Work task: Copy each line of the records that includes "sampler".

Material provided:
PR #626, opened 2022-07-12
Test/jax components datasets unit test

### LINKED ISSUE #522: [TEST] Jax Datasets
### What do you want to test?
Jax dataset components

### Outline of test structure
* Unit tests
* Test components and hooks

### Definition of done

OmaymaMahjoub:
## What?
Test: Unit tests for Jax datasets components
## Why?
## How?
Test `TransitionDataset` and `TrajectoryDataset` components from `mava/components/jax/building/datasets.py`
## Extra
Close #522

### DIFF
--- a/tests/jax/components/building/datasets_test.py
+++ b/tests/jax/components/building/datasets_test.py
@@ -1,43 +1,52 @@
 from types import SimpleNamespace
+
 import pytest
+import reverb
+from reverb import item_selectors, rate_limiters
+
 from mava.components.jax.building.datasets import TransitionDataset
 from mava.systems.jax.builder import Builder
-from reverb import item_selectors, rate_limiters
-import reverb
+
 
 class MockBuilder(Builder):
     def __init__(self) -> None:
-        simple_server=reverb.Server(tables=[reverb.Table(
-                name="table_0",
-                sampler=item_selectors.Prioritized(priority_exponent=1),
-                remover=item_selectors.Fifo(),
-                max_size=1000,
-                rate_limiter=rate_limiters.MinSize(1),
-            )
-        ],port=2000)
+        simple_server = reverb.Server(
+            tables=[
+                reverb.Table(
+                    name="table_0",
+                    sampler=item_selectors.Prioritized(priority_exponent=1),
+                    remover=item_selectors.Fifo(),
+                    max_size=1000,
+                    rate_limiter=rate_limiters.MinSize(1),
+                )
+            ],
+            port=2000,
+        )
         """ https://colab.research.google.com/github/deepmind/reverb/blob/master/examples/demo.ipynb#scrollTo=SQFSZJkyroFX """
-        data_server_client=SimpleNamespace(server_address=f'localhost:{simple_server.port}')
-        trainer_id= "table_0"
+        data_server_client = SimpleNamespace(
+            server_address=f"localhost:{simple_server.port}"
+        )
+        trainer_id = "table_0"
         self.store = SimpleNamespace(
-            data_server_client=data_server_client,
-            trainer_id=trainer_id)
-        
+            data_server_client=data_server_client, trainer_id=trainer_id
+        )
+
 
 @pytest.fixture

Solution to this exercise:
-                sampler=item_selectors.Prioritized(priority_exponent=1),
+                    sampler=item_selectors.Prioritized(priority_exponent=1),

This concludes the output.